Из дневников.
Михаил Пришвин:
13 октября. Я так установился сейчас в создании «Лесной повести», что ежедневное тусклое небо по утрам и моросящие дожди ничуть меня не расстраивают: благодаря своему победному усилию я стал независим от всякой погоды.
Художник Алексей Игнатьевич Кириллов живет у меня и пишет портрет. Малый неплохой и не вкусивший смиренности ни от народничества, ни от церкви. Вчера вечером возле дома Рахмановых, состоящего под рабочим общежитием, он сказал:
- Вот бы вам тут кабинет большой с большими окнами, не доступный никому, кроме вас.
- Нет,- ответил я,- было очень недалекое время, когда я боялся разбогатеть: мне казалось, что без оглядки на нужду, без чувства страха за средства существования я не могу и писать. Это очень странно! Я-то, кажется, самый независимый в своих писаниях неловок, и теперь боюсь остаться без стимула голода. То же самое с кабинетом: только года два тому назад я собрался купить письменный стол и им вовсе не пользуюсь. Нет у меня до сих пор отдельного независимого кабинета, и боюсь, что если устроюсь, если не будут щекотать мои нервы домашние, то я просто усну в своем независимом кабинете...
Евгений Шварц вспоминал в своё дневнике Самуила Маршака и Бориса Житков в 1924-25 годах:
13 октября.

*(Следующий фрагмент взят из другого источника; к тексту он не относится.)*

PR #352, opened 2024-10-15
feat: use new credentials v2 api

infinitewarp:
See https://github.com/quipucords/quipucords/pull/2744 for details about the new API.

Relates to JIRA: DISCOVERY-797

### DIFF
--- a/qpc/tests/cred/test_openshift_cred_add.py
+++ b/qpc/tests/cred/test_openshift_cred_add.py
@@ -91,10 +91,7 @@ class TestOpenShiftAddCredential:
             CLI().main()
         out, err = capsys.readouterr()
         assert out == ""
-        assert (
-            "one of the arguments --password --sshkeyfile"
-            " --sshkey --token is required" in err
-        )
+        assert "one of the arguments --password --sshkey --token is required" in err
 
     def test_add_no_name(
         self,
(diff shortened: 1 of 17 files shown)


infinitewarp:
I am changing this PR to draft status while we figure out some integration test changes in camayoc.

mirekdlugosz:
In `qpc/cred/{add,edit}.py` we should remove `--sshkeyfile` flag, and possibly most / all references to `filename` arg variable in `qpc/cred/utils.py`, `qpc/tests/cred/test_cred_add.py` and `qpc/tests/cred/test_cred_edit.py`, possibly other places as well.

`ssh_keyfile` key in payload is marked as `read_only` in v2, so it doesn't make sense to send it, and we should not expose it as an available option.

qpc/tests/cred/test_openshift_cred_add.py
```diff
@@ -91,10 +91,7 @@ def test_add_no_token(
             CLI().main()
         out, err = capsys.readouterr()
         assert out == ""
-        assert (
-            "one of the arguments --password --sshkeyfile"
-            " --sshkey --token is required" in err
-        )
+        assert "one of the arguments --password" " --sshkey --token is required" in err
```
mirekdlugosz, line 94:
```suggestion
        assert "one of the arguments --password --sshkey --token is required" in err
```

I think black tends to no join strings where they used to be on multiple lines. Not that it really matters.

infinitewarp: Good catch. This happened as a result of `ruff` autoformatting the file, and I missed it. I'll fix this manually.

infinitewarp:
The [continuous-integration/jenkins/pr-head](https://stage-jenkins-csb-smqe.apps.ocp-c1.prod.psi.redhat.com/job/Discovery%20upstream%20PR%20-%20qpc/job/PR-352/9/display/redirect) check fails because `camayoc` requires additional changes that correspond with this PR's changes. Mirek ran [standalone job 224](https://stage-jenkins-csb-smqe.apps.ocp-c1.prod.psi.redhat.com/view/Discovery/job/discovery-standalone/224/) with the two new branches, and it completed successfully.

This branch must merge at the same time or very shortly after https://github.com/quipucords/camayoc/pull/554 merges.

PR #358, opened 2025-02-03
build: bump qpc version to 1.12.0, minimum server version to 1.12.0, update requirements

infinitewarp:


infinitewarp:
I expect `continuous-integration/jenkins/pr-head` to fail at first because this change requires server version 1.12.0, but that version is not yet merged and available.

infinitewarp:
As expected, `continuous-integration/jenkins/pr-head` did fail the first time, but after `1.12` server became available and I reran the job, it passed.

PR #363, opened 2025-03-24
fix: Don't warn about non-existing config file when creating it

mirekdlugosz:
This fixes DISCOVERY-815 .

Before this patch, when you run `dsc server config` for the first time ever, you get notification about config file not existing. That is triggered by `read_require_auth()` call. The easiest way is indenting this entire block - so when command is `server config`, we go straight to running a command. For anything else, we keep the current logic.

I've run all Camayoc cli tests using qpc with that patch and they passed.

### DIFF
--- a/qpc/cli.py
+++ b/qpc/cli.py
@@ -56,7 +56,6 @@ from qpc.utils import (
     get_server_location,
     logger,
     read_client_token,
-    read_require_auth,
     setup_logging,
 )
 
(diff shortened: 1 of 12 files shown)


qpc/cli.py
```diff
@@ -218,10 +218,10 @@ def main(self):
                 logger.error(_(messages.SERVER_CONFIG_REQUIRED), QPC_VAR_PROGRAM_NAME)
                 sys.exit(1)
 
-        if read_require_auth():
-            if (not is_server_cmd or is_server_logout) and not read_client_token():
-                logger.error(_(messages.SERVER_LOGIN_REQUIRED), QPC_VAR_PROGRAM_NAME)
-                sys.exit(1)
+            if read_require_auth():
```
mirekdlugosz, line 221: So, um, this is effectively `if True`.

`read_require_auth()` will return `True` if config file does not exist.

If it exists, it reads `require_token` from file. But that one is `True` by default and **there is no code in qpc to change it**. So the only way this function would ever return `False` is when someone manually modifies the config file and switches the value.

It's also very unclear to me why that setting even exists. It doesn't make sense to store that globally. Authentication is required at endpoint level, so each command should be able to answer if it requires authentication or not.

But maybe the idea was to store information if user ever logged in successfully. If so, that logic is long gone, or was never implemented. Not to mention that you can very much answer that based on `client_token` file presence and content.

qpc/cli.py
```diff
@@ -218,10 +218,10 @@ def main(self):
...
+                if (not is_server_cmd or is_server_logout) and not read_client_token():
```
mirekdlugosz, line 222: So if I already did `qpc server config` and try `qpc server logout`, it will tell me that I need to log in first :upside_down_face: 

I guess it's not wrong, but if we think about commands as ways to achieve a certain state, then that state is already achieved and there's no reason to warn the user.

bruno-fs (approved):

infinitewarp (approved):

infinitewarp (approved):

PR #364, opened 2025-03-24
fix: Tell user when insights report can't be generated due to source types

mirekdlugosz:
All examples assume user is interacting with report that does not support insights report (so scan used sources of type {openshift, rhacs, ansible}).

Before the patch:

```
$ qpc -v report insights --report 2
Insights report 2 does not exist.
```

```
$ qpc -v report insights --scan-job 5
No Insights report available for scan job 5.
```

After this patch:

```
$ qpc -v report insights --report 2
Insights report 2 does not exist. Insights report can be generated only if at least one source type is network, satellite or vcenter.
```

```
$ qpc -v report insights --scan-job 5
No Insights report available for scan job 5. Insights report can be generated only if at least one source type is network, satellite or vcenter.
```

If user tries to download report by using non-existing report id or scan job id, clarification message is **not** shown (so, this patch does not change that case). 

There are two possible problems:

* When using a server **without** https://github.com/quipucords/quipucords/pull/2866 , API request to `/api/v2/jobs/?report_id=ID` will return **all** scanjobs. qpc will then make a decision based on whatever happens to be first item on the list. I assume we can guard against this with `min_server_version` when making a release and we don't need more extensive handling on qpc side.
* Removing a scan does not remove a report, so it is possible to request insights report for report without scanjobs, in which case we can't tell what source types were originally used. We still try to download it, we just don't show clarification in case of a problem. Since qpc does not provide a way to list reports, only scans and scanjobs, I don't think that's a large problem.

Relates to JIRA: DISCOVERY-791

### DIFF
--- a/qpc/messages.py
+++ b/qpc/messages.py
@@ -209,6 +209,10 @@ REPORT_NO_DETAIL_REPORT_FOR_SJ = "No report detail available for scan job %s."
 REPORT_NO_DETAIL_REPORT_FOR_REPORT_ID = "No report detail available for report id %s."
 REPORT_NO_INSIGHTS_REPORT_FOR_SJ = "No Insights report available for scan job %s."
 REPORT_NO_INSIGHTS_REPORT_FOR_REPORT_ID = "Insights report %s does not exist."
+REPORT_NO_INSIGHTS_CLARIFICATION = (
+    "Insights report can be generated only if at least one source type "
+    "is network, satellite or vcenter."
+)
 REPORT_OUTPUT_CANNOT_BE_EMPTY = "%s cannot be empty string."
 REPORT_OUTPUT_IS_A_DIRECTORY = "%s %s was a directory."
 REPORT_DIRECTORY_DOES_NOT_EXIST = "The directory %s does not exist.  Cannot write here."
--- a/qpc/messages.py
+++ b/qpc/messages.py
@@ -211,7 +211,7 @@ REPORT_NO_INSIGHTS_REPORT_FOR_SJ = "No Insights report available for scan job %s
 REPORT_NO_INSIGHTS_REPORT_FOR_REPORT_ID = "Insights report %s does not exist."
 REPORT_NO_INSIGHTS_CLARIFICATION = (
     "Insights report can be generated only if at least one source type "
-    "is network, satellite or vcenter."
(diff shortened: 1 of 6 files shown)


qpc/scan/__init__.py
```diff
@@ -23,6 +23,7 @@
 SCAN_URI = "/api/v1/scans/"
 SCAN_BULK_DELETE_URI = "/api/v1/scans/bulk_delete/"
 SCAN_JOB_URI = "/api/v1/jobs/"
+SCAN_JOB_V2_URI = "/api/v2/jobs/"
```
mirekdlugosz, line 26: Unfortunately I have to use API v2 for scanjobs, as v1 does not support listing all scanjobs.

At the same time, I'm not sure if we want to port qpc to scanjobs v2 **now**.

bruno-fs: I think it is fine to migrate now

qpc/messages.py
```diff
@@ -209,6 +209,10 @@
 REPORT_NO_DETAIL_REPORT_FOR_REPORT_ID = "No report detail available for report id %s."
 REPORT_NO_INSIGHTS_REPORT_FOR_SJ = "No Insights report available for scan job %s."
 REPORT_NO_INSIGHTS_REPORT_FOR_REPORT_ID = "Insights report %s does not exist."
+REPORT_NO_INSIGHTS_CLARIFICATION = (
+    "Insights report can be generated only if at least one source type "
+    "is network, satellite or vcenter."
```
infinitewarp, line 214: Very minor nitpick. (Oxford comma)
```suggestion
    "is network, satellite, or vcenter."
```

qpc/scan/__init__.py
mirekdlugosz: As discussed on Slack, API v2 does not provide endpoint for canceling running scans.

In f21148c811f625ccdd30837da34012dfd5fe6026 I made v2 default for scanjobs, while leaving canceling on v1.

bruno-fs (approved):

infinitewarp (approved):
I approve of this v1/v2 compromise! 🙂

nicolearagao (approved):

ruda (approved):

PR #366, opened 2025-04-01
build: replace poetry with uv

infinitewarp:
See rationale for migration in:

* https://github.com/quipucords/quipucords/pull/2775
* https://github.com/quipucords/quipucords/commit/ee0570641ed45fcf8544d0433d0dd9732f9b96cd


pyproject.toml
```diff
@@ -1,54 +1,60 @@
...
+    "pybuild-deps>=0.1.1,<0.2",
 ]
-authors = ["QPC Team <quipucords@redhat.com>"]
+build = ["sphinx>=7.2.6,<8"]
+
+[tool.uv]
+default-groups = [
+    "dev",
+    "build",
+]
```
abellotti, line 39: maybe add `required-version = ">=0.6.11,<0.7"` for consistency with main quipucords.

Makefile
```diff
@@ -1,6 +1,6 @@
 DATE		= $(shell date)
-PYTHON		= $(shell poetry run which python 2>/dev/null || which python)
-PKG_VERSION = $(shell poetry -s version)
+PYTHON		= $(shell uv run which python 2>/dev/null || which python)
+PKG_VERSION = $(shell uv run python get-version.py)
```
bruno-fs, line 3: optional, since we have `yq` installed for some quipucords make targets

```suggestion
PKG_VERSION = $(shell yq '.project.version' pyproject.toml)
```

config-verify.py
```diff
@@ -16,23 +16,11 @@
...
 
-    if project["name"] != tool_poetry["name"]:
+    if spec_version != project["version"]:
         print(
-            "Project name {n1} does not match tool.poetry name {n2}".format(
-                n1=project["name"], n2=tool_poetry["name"]
-            ),
-            file=sys.stderr,
-        )
-        sys.exit(1)
```
bruno-fs, line 28: THANK GOD WE DON'T NEED THIS ANYMORE 🙏🏽

config-verify.py
```diff
@@ -16,23 +16,11 @@
...
-
-    if spec_version != project["version"] or spec_version != tool_poetry["version"]:
-        print(
-            "Versions {v1} (project) and {v2} (tool.poetry) in pyproject.toml, and "
-            "{v3} in qpc.spec are inconsistent.".format(
-                v1=project["version"], v2=tool_poetry["version"], v3=spec_version
```
bruno-fs, line 34: 🪓

pyproject.toml
infinitewarp: Good catch! Added in a fixup commit that I will squash assuming CI checks are still happy.

abellotti (approved):

Makefile
infinitewarp: I thought about this too, but I didn't feel like declaring `yq` elsewhere like the readme and the github workers because using `yq` here would make it required for _anything_ that uses _any_ `make` commands, whereas with quipucords I think `yq` is only really needed for the Konflux pipeline. Maybe later if/when Konflux starts building qpc… 😉

PR #372, opened 2025-05-05
Add support for the --sshkeyfile parameter

abellotti:
- Support the --sshkeyfile argument for allowing users to input the ssh key by filename.  Allow for - as filename to take stdin as it would behave today for --sshkey
 - Drop support for the --sshkey argument.

Draft for now ...

to do's:
- [x] additional tests
- [x] code coverage
- [x] man page update

Solves: [DISCOVERY-811](https://issues.redhat.com/browse/DISCOVERY-811)
Requires: [camayoc/582](https://github.com/quipucords/camayoc/pull/582)

### DIFF
--- a/qpc/cred/add.py
+++ b/qpc/cred/add.py
@@ -68,10 +68,10 @@ class CredAddCommand(CliCommand):
             help=_(messages.CRED_PWD_HELP),
         )
         group.add_argument(
-            "--sshkey",
-            dest="ssh_key",
-            action="store_true",
-            help=_(messages.CRED_SSH_KEY_HELP),
+            "--sshkeyfile",
+            dest="ssh_keyfile",
+            metavar="SSH_KEYFILE",
+            help=_(messages.CRED_SSH_KEYFILE_HELP),
         )
         group.add_argument(
             "--token",
--- a/qpc/cred/add.py
+++ b/qpc/cred/add.py
@@ -83,7 +83,7 @@ class CredAddCommand(CliCommand):
             "--sshpassphrase",
             dest="ssh_passphrase",
             action="store_true",
-            help=_(messages.CRED_SSH_PSPH_HELP),
+            help=_(messages.CRED_SSH_PASSPHRASE_HELP),
         )
         self.parser.add_argument(
             "--become-method",
--- a/qpc/cred/edit.py
+++ b/qpc/cred/edit.py
@@ -73,7 +73,7 @@ class CredEditCommand(CliCommand):
             "--sshpassphrase",
             dest="ssh_passphrase",
             action="store_true",
-            help=_(messages.CRED_SSH_PSPH_HELP),
+            help=_(messages.CRED_SSH_PASSPHRASE_HELP),
         )
         self.parser.add_argument(
             "--become-method",
--- a/qpc/cred/edit.py
+++ b/qpc/cred/edit.py
@@ -64,10 +64,10 @@ class CredEditCommand(CliCommand):
             help=_(messages.CRED_TOKEN_HELP),
         )
         group.add_argument(
-            "--sshkey",
-            dest="ssh_key",
-            action="store_true",
-            help=_(messages.CRED_SSH_KEY_HELP),
+            "--sshkeyfile",
+            dest="ssh_keyfile",
+            metavar="SSH_KEYFILE",
+            help=_(messages.CRED_SSH_KEYFILE_HELP),
         )
         self.parser.add_argument(
             "--sshpassphrase",
@@ -102,7 +102,7 @@ class CredEditCommand(CliCommand):
         if not (
             self.args.username
             or self.args.password
-            or self.args.ssh_key
+            or self.args.ssh_keyfile
             or self.args.ssh_passphrase
             or self.args.become_method
             or self.args.become_user
--- a/qpc/cred/utils.py
+++ b/qpc/cred/utils.py
@@ -64,27 +64,33 @@ def _get_attribute_value(attribute, prompt, args, req_payload, add_none):
 def _get_ssh_key_value(args, req_payload, add_none):
     """Collect the ssh_key value and place in credential dictionary."""
     if "ssh_keyfile" in args and args.ssh_keyfile:
-        if args.ssh_keyfile == "-":
-            if sys.stdin.isatty():
-                print(_(messages.SSH_KEY))
-                pass_prompt = get_multiline_pass(prompt=f"{messages.SSH_KEY_PROMPT}")
-                check_if_prompt_is_not_empty(pass_prompt)
+        try:
+            if args.ssh_keyfile == "-":
+                if sys.stdin.isatty():
+                    print(_(messages.SSH_KEY))
+                    pass_prompt = get_multiline_pass(
+                        prompt=f"{messages.SSH_KEY_PROMPT}"
+                    )
+                    check_if_prompt_is_not_empty(pass_prompt)
+                else:
+                    pass_prompt = "".join(sys.stdin.readlines())
+                req_payload["ssh_key"] = pass_prompt
             else:
-                pass_prompt = "".join(sys.stdin.readlines())
-            req_payload["ssh_key"] = pass_prompt
-        else:
-            try:
-                req_payload["ssh_key"] = Path(args.ssh_keyfile).read_text()
-            except FileNotFoundError:
-                logger.error(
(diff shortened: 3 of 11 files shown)


mirekdlugosz:
Are we OK with bringing back `--sshkeyfile` flag, with different semantics, and dropping `--sshkey`? We just removed `--sshkeyfile` in December, and `--sshkey` was added in July 2023 (but I think it wasn't really advertised until much later).

I'm not saying it's wrong, and in context of CLI usage it probably doesn't really matter, but I feel changes to public interface like that deserve a proper discussion. FWIW jira ticket does not cover flag changes.

---------------------

There's inconsistency in how various flags handle prompting and stdin from pipe.

You can pipe file content to `--sshkeyfile`:

```
cat ~/.ssh/mykey | qpc cred add --type network --name mycred --username cloud-user --sshkeyfile -
```

But you **can't** pipe file content to passphrase and others:

```
$ cat ~/mypassword | qpc cred add --type network --name mycred --username cloud-user --sshkeyfile ~/.ssh/mykey --sshpassphrase
Cannot prompt for password, sshpassphrase, become_password or auth_token if not connected to a tty.
```

Trying to give `-` as argument does not help:

```
$ cat ~/mypassword | qpc cred add --type network --name mycred --username cloud-user --sshkeyfile ~/.ssh/mykey --sshpassphrase -
qpc: error: unrecognized arguments: -
```

If we decide to fix that by teaching `--sshpassphrase` to read from pipe, we need to still fail when multiple flags try to read from the same pipe (as we can't differentiate what should go where - or can we?):

```
$ cat ~/.ssh/mykey | qpc cred add --type network --name mycred --username cloud-user --sshkeyfile - --sshpassphrase
Cannot prompt for password, sshpassphrase, become_password or auth_token if not connected to a tty.
```

abellotti:
yea, not changing --sshpassphrase behavior here, so allowing that only if prompted for on a tty, so either if prompting for the SSH private key or reading the SSH private key from file, we cannot pass both on stdin.

Without passphrase:

```
$ uv run python qpc cred add --type network --username abellotti --name aab_key_from_file_nopassphrase  --sshkeyfile $HOME/.ssh/id_keycloak_arm

$  cat $HOME/.ssh/id_keycloak_arm | uv run python qpc cred add --type network --username abellotti --name aab_key_from_stdin_nopassphrase --sshkeyfile -
```

With passphrase:

```
$ uv run python qpc cred add --type network --username abellotti --name aab_key_from_file_passphrase  --sshkeyfile $HOME/.ssh/id_keycloak_arm --sshpassphrase
Provide a passphrase for the SSH Key.
Password: 

$ uv run python qpc cred add --type network --username abellotti --name aab_key_from_tty_passphrase --sshkeyfile - --sshpassphrase
Provide a Private SSH Key followed by a Control-D on a new-line.
Private SSH Key: 
Provide a passphrase for the SSH Key.
Password:
```

and the current error check as you noticed if requiring sshpassphrase not on a tty.

```
$ cat $HOME/.ssh/id_keycloak_arm | uv run python qpc cred add --type network --username abellotti --name aab_key_from_stdin_passphrase --sshkeyfile - --sshpassphrase
Cannot prompt for password, sshpassphrase, become_password or auth_token if not connected to a tty.
```

qpc/cred/edit.py
```diff
@@ -64,16 +64,16 @@ def __init__(self, subparsers):
             help=_(messages.CRED_TOKEN_HELP),
         )
         group.add_argument(
-            "--sshkey",
-            dest="ssh_key",
-            action="store_true",
-            help=_(messages.CRED_SSH_KEY_HELP),
+            "--sshkeyfile",
+            dest="ssh_keyfile",
+            metavar="SSH_KEYFILE",
```
infinitewarp, line 69: What is `metavar` doing here?

qpc/cred/add.py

Вернувшись из Донбасса и начав работать секретарем редакции тогдашнего журнала «Ленинград» (издававшегося «Ленинградской правдой»), я часто видел, как тесная кучка людей, человек в пятнадцать, окружая письменный стол в левом углу комнаты (а мы работали в правом), титанически, надрываясь, напрягая все силы, сооружала - не могу найти другого слова - очередной номер тоненького детского журнала «Воробей». Я ни разу, кажется, не досидел до конца очередных работ, но ни Маршак, ни в особенности Житков не теряли высоты, не ослабляли напряжения. Если Маршак иной раз позволял себе закашляться, схватившись за сердце, или, глухо охнув, уронить голову на грудь, то Житков и на миг не давал себе воли. Улыбаясь особым своим оскалом, то с отвращением и насмешкой, то вдохновенно, он искал все новые повороты и решения и часто, к гордости Маршака, находил нужное слово. Именно - слово. Журнал строился слово за словом. Посторонний зритель не всегда замечал, чем одно слово лучше другого, но тут и Маршак и Житков умели объяснить невежде, кто прав. Маршак неясной, но воистину вдохновенной речью с Шекспиром, Гомером и Библией, а Житков насмешкой, тоже не всегда понятной сразу, но убийственной. Желая уничтожить слово неточное, сладкое, ханжеское, он, двигая своими короткими бедрами и вертя плечами, произносил нарочито фальшивым голосом: «Вот как сеет мужичок». И мы его понимали. Да, в те дни оба они были вдохновенны и, главное, ясны, особенно Житков был вдохновен и сурово праздничен, как старый боевой капитан в бою. И Маршак любил говорить о Житкове с восторгом и даже умилением: «Вот как повернулась жизнь у человека! Сказка, волшебство. Вот и слава у него уже настоящая начинается: тот-то сказал о нем так-то, а другой этак-то». И договорил: «А семья, а дом, а жена».